Tim is a partner in Gilbert + Tobin's Corporate Advisory group.
Tim’s experience includes advising listed and unlisted companies and Australian and offshore private equity fund managers in relation to mergers and acquisitions, capital raisings, complex joint venture and shareholding arrangements, corporate restructurings and investigations.
Tim is the Chair of the Public Company Practice and Regulation Subcommittee of the Securities Law Committee of the IBA (International Bar Association).
Tim has completed a Master of Laws in Corporate and Commercial Law at the University of New South Wales and also received undergraduate qualifications in Law and Commerce (Finance) from the University of New South Wales.
Tim’s experience includes advising:
- Coca-Cola Amatil on its sale of SPC.
- GrainCorp on its approach by Long Term Asset Partners.
- Lifehealthcare on its $211 million scheme of arrangement with Pacific Equity Partners.
- Cover-More on the $850 million acquisition by Zurich by scheme of arrangement.
- SAI Global on the $1.1 billion acquisition by Barings Asia by scheme of arrangement.
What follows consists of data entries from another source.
PR #2753, opened 2021-11-24
[release/v1.3] Bump Golang and golangci-lint to match Rancher

superseb:


nickgerace (commented):
We hit an issue in Fleet where upgrading golangci-lint passed v1.41.1 make the `gofmt` linter check for Go 1.17, which causes linting failure if the generated code has not been regenerated with Go 1.17 "build lines": https://go.dev/doc/go1.17

Did this linter pass locally?

nickgerace (approved):
Talked to @superseb offline: this issue likely occurred in Fleet due to something unique in its generator setup and Go build tags. MERGE 🚀

PR #2763, opened 2021-12-04
add extra args for 1.22

kinarashah:
controller manager must start with proper authorization and authentication kubeconfig in args starting 1.22. k8s 1.22 has
disabled insecure serving for kube controller manager. https://github.com/kubernetes/kubernetes/pull/96216 

insecure serving for kube scheduler is going to be disabled starting 1.24, so updating the args for it too. 
https://github.com/kubernetes/kubernetes/pull/102857

Related Issue: https://github.com/rancher/rancher/issues/35751

### DIFF
--- a/cluster/plan.go
+++ b/cluster/plan.go
@@ -381,6 +381,8 @@ func (c *Cluster) BuildKubeControllerProcess(host *hosts.Host, serviceOptions v3
 
 	if matchedRange {
 		Binds = util.RemoveZFromBinds(Binds)
+		CommandArgs["authentication-kubeconfig"] = CommandArgs["kubeconfig"]
+		CommandArgs["authorization-kubeconfig"] = CommandArgs["kubeconfig"]
 	}
 
 	for arg, value := range c.Services.KubeController.ExtraArgs {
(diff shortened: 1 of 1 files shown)


brendarearden (approved):
LGTM

aiyengar2 (approved):
LGTM, might need to backport to 2.5

kinarashah:
@aiyengar2 this is only for >=1.22 and 2.5 doesn't have 1.22, so don't think we need to backport? When we change this for all k8s versions, we'd need PRs to both release/v1.3 and release/v1.2 at that time.

aiyengar2:
> @aiyengar2 this is only for >=1.22 and 2.5 doesn't have 1.22, so don't think we need to backport? When we change this for all k8s versions, we'd need PRs to both release/v1.3 and release/v1.2 at that time.

Technically, the HTTPs port is broken for all versions, including those below 1.22. Whether we want to fix it below 1.22 or just say that users below 1.22 should use the HTTP port (10252, 10251) is something we should clarify; if that is not necessary, then yes I agree with you that we do not need to backport.

kinarashah:
@aiyengar2 Going to use the GH issue to track updates for other k8s versions, merging this as is to unblock monitoring on v1.22 clusters.

PR #2777, opened 2021-12-13
[release/v1.3] Add GitHub Actions workflow for go-generate

superseb:
This adds GitHub Actions workflow which does:
- Check out repository
- Runs `scripts/go-generate` (added so it can be used using make in Actions and locally)
- Checks for changes in the repository (maybe `data.json` is not available yet as it needs to be uploaded in KDM Drone pipeline step)
- If changes found, create pull request and report created pull request URL

Added script to run using `make`,  added `./data` to `DAPPER_OUTPUT` so Dapper copies the changed files after running `make go-generate`


rawmind0 (approved):
LGTM

kinarashah (approved):

PR #2783, opened 2021-12-16
[release/v1.3] Add job complete check in integration

superseb:
* In case nginx admission-create and admission-patch jobs fail, this was not caught before.


rawmind0 (approved):
LGTM

PR #2787, opened 2021-12-24
Update KDM data

rayandas:


rancherbot (approved):

snasovich (approved):
Changes match in principle what was done for similar previous PRs (e.g. https://github.com/rancher/rke/pull/2694) and include latest KDM changes per https://github.com/rancher/kontainer-driver-metadata/pull/765.

@rayandas , do we need PR to `release/v1.2` too as was done before? I'm not too familiar with the process.

PR #2796, opened 2022-01-04
Retry query job status when addon is removing during apply

jakefhyde:
This adds an additional check to ensure that a job isn't currently being deleted before attempting to create a new one and proceed with reconciliation. If the job is being deleted, we now attempt to wait for either completion, or timeout and attempt reconciliation again.

Related Issue: rancher/rancher#35750

### DIFF
--- a/k8s/job.go
+++ b/k8s/job.go
@@ -16,6 +16,7 @@ import (
 type JobStatus struct {
 	Completed bool
 	Created   bool
+	Removing  bool
 }
 
 func ApplyK8sSystemJob(jobYaml, kubeConfigPath string, k8sWrapTransport transport.WrapperFunc, timeout int, addonUpdated bool) error {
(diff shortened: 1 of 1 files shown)


jakefhyde:
/backport "RKE v1.x - Backlog - Rancher v2.x" release/v1.2

thedadams (commented):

- The NSW Government on the $2.6 billion privatisation of the State's land titling registry.
- Crescent Capital on the $520 million proportional takeover bid for Cardno Limited.
- Advising on initial public offerings on the Australian Stock Exchange, including Pacific Smiles Group Limited (PSQ), Burson Group Limited (BAP), Cover-More Group Limited (CVO) and Lifehealthcare Group Limited (LHC).
- GrainCorp on the $3 billion takeover proposal from Archer Daniel Midlands.
- Westpac on the $8 billion acquisition of the Lloyds Australia business.
Awards and Recognition
Tim is recognised in the Mergers & Acquisitions, Private Equity and Equity Capital Markets categories.
Tim won Partner of the Year - M&A at the Lawyers Weekly Partner of the Year Awards.